DIRECTIONS FOR THIS TASK:
Take the records below and print them verbatim up to and including the line that carries "This PR makes".

Records from a dataset:
^^^^
PR #219, opened 2023-10-20
test: Add PR number to build info and share test caches

achilleas-k:
This PR makes two small changes to the test pipelines:
1. Adds the PR number to the build info when a new image is built.  This number is printed when filtering builds to make it easier to determine why image builds are skipped and it's also used to list images build in all pipelines of a given PR in the `check-build-coverage` jobs.  Eventually, we can use this information to add messages to the PR so it's easier to track what is being built by each pipeline run.
2. Puts the rpmmd and build info cache in the working directory and configures build pipeline generators to share that cache.  This should speed up test generation.  It'll be especially good for speeding up depsolving for manifest generation.

### DIFF
--- a/.gitlab-ci.yml
+++ b/.gitlab-ci.yml
@@ -42,6 +42,10 @@ check-build-coverage:
   script:
     - apk add -U go python3 gpgme-dev s3cmd
     - ./test/scripts/check-build-coverage ./s3configs/
+  cache:
+    key: testcache
+    paths:
+      - .cache/osbuild-images
 
 finish:
   stage: finish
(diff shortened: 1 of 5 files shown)


ochosi (approved):
Can't judge how the cache bits work, but the PR info looks good! Thank you so much for this - CI speedups ftw ❤️

achilleas-k:
Looking at the numbers of the jobs, it doesn't seem to have had much of an effect.  Maybe there's a smarter way to do it, but I think it doesn't hurt to keep it.

achilleas-k:
I want to add a starter job that pulls in all the `info.json` files from the build cache and then shares it with all the following pipelines through the cache.  That should make things a bit faster.  I'll do that in a followup because I'd like to get the PR number part in for jobs to start adding it.

PR #227, opened 2023-10-26
Fix implicit memory aliasing in for loops

bcl:
Fix all instances of gosec G601: Implicit memory aliasing in for loop.

(cherry picked from commit 9a445e6af94e209a786695b315cc9adf8f2e383c)

### DIFF
--- a/cmd/osbuild-pipeline/main.go
+++ b/cmd/osbuild-pipeline/main.go
@@ -140,14 +140,15 @@ func main() {
 	}
 
 	repos := make([]rpmmd.RepoConfig, len(composeRequest.Repositories))
-	for i, repo := range composeRequest.Repositories {
+	for idx := range composeRequest.Repositories {
+		repo := composeRequest.Repositories[idx]
 		repoName := repo.Name
 		if repoName == "" {
-			repoName = fmt.Sprintf("repo-%d", i)
+			repoName = fmt.Sprintf("repo-%d", idx)
 		}
 		repoId := repo.Id
 		if repoId == "" {
-			repoId = fmt.Sprintf("repo-%d", i)
+			repoId = fmt.Sprintf("repo-%d", idx)
 		}
 		var urls []string
 		if repo.BaseURL != "" {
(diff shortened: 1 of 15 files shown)


bcl:
I am fairly confident this fixes the issue in https://issues.redhat.com/browse/COMPOSER-2055 -- I setup a VM, set check_gpg on an extra source and all of the manifest entries (as shown by `composer-cli compose info --json UUID` were missing `check_gpg`. I added this patch to the osbuild-composer branch and the next build had correct `check_gpg` settings. I turned it off for my extra source, and just that one package showed it as false.

NOTE: osbuild-composer rhel-9.3.0 branch will need to pull in a new images and be rebuilt once this is merged.

cmd/osbuild-pipeline/main.go
```diff
@@ -140,14 +140,15 @@ func main() {
 	}
 
 	repos := make([]rpmmd.RepoConfig, len(composeRequest.Repositories))
-	for i, repo := range composeRequest.Repositories {
+	for idx := range composeRequest.Repositories {
+		repo := composeRequest.Repositories[idx]
```
cgwalters, line 144: I think your fix is correct, but the more idiomatic Go solution is "rebinding" in the loop instead of re-indexing the array.  Basically

```
for i, repo in composeRequest.Repositories {
    repo := repo
```

There's a lot more on this in https://go.dev/blog/loopvar-preview

achilleas-k: I personally find using the index more readable than making a copy / rebinding and I've used it all over the place, even when not strictly necessary.  It's also often useful when needing to index two aligned arrays (for copying or comparison), which admittedly doesn't apply here.

Great to see there's a change coming though.  I wasn't aware.  Thanks for the heads-up!

achilleas-k (approved):

cmd/osbuild-pipeline/main.go
achilleas-k: Either way, since this is a backport of an existing change, there's no need to add extra work modifying the solution.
^^^^
WRITTEN RESPONSE:
PR #219, opened 2023-10-20
test: Add PR number to build info and share test caches

achilleas-k:
This PR makes two small changes to the test pipelines:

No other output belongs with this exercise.